··· Record extracts

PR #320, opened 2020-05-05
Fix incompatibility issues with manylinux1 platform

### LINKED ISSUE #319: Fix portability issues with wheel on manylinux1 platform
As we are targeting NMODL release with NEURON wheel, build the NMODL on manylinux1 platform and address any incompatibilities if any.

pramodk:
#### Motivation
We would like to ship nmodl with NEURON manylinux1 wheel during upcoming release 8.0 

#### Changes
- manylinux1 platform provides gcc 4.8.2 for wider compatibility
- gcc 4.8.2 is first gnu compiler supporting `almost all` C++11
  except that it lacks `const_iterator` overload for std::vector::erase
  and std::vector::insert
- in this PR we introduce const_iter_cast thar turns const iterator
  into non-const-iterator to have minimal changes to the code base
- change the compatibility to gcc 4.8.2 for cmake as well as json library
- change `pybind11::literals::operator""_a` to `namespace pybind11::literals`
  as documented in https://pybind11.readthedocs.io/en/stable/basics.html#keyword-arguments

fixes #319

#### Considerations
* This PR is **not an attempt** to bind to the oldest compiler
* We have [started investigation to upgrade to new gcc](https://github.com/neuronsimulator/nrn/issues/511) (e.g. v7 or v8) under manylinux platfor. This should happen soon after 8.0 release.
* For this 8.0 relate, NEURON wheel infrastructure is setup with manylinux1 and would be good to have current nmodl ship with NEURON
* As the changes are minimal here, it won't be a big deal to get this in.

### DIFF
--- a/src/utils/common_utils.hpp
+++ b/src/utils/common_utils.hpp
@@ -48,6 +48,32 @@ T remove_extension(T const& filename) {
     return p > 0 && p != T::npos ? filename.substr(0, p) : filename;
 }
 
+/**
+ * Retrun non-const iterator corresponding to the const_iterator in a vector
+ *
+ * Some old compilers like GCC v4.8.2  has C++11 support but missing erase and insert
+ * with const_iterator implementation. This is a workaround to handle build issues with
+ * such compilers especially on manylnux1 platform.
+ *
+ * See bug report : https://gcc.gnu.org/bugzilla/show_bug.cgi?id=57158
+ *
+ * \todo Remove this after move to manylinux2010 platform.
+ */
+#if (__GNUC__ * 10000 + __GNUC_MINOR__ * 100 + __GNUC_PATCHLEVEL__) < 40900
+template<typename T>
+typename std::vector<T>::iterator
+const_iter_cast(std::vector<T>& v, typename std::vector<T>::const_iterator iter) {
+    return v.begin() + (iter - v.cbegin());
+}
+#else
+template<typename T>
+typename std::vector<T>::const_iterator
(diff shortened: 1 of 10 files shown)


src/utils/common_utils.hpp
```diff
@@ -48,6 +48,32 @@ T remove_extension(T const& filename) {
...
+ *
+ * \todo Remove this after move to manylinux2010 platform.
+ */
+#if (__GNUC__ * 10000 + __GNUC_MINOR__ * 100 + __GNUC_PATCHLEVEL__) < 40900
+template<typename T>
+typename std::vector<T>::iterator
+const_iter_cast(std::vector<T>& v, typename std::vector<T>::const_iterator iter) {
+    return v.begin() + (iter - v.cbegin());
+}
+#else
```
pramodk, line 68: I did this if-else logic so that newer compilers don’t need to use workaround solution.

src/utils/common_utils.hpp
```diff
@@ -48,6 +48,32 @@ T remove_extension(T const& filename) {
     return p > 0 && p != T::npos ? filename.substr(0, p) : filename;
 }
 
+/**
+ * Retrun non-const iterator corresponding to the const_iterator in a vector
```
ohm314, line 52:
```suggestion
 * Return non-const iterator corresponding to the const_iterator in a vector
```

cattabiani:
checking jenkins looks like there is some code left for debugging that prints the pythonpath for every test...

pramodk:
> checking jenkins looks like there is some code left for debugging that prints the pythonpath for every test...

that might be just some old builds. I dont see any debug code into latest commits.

······

Task statement:
Copy every single line of the material above that holds "insert".

Solution to the problem:
  and std::vector::insert
+ * Some old compilers like GCC v4.8.2  has C++11 support but missing erase and insert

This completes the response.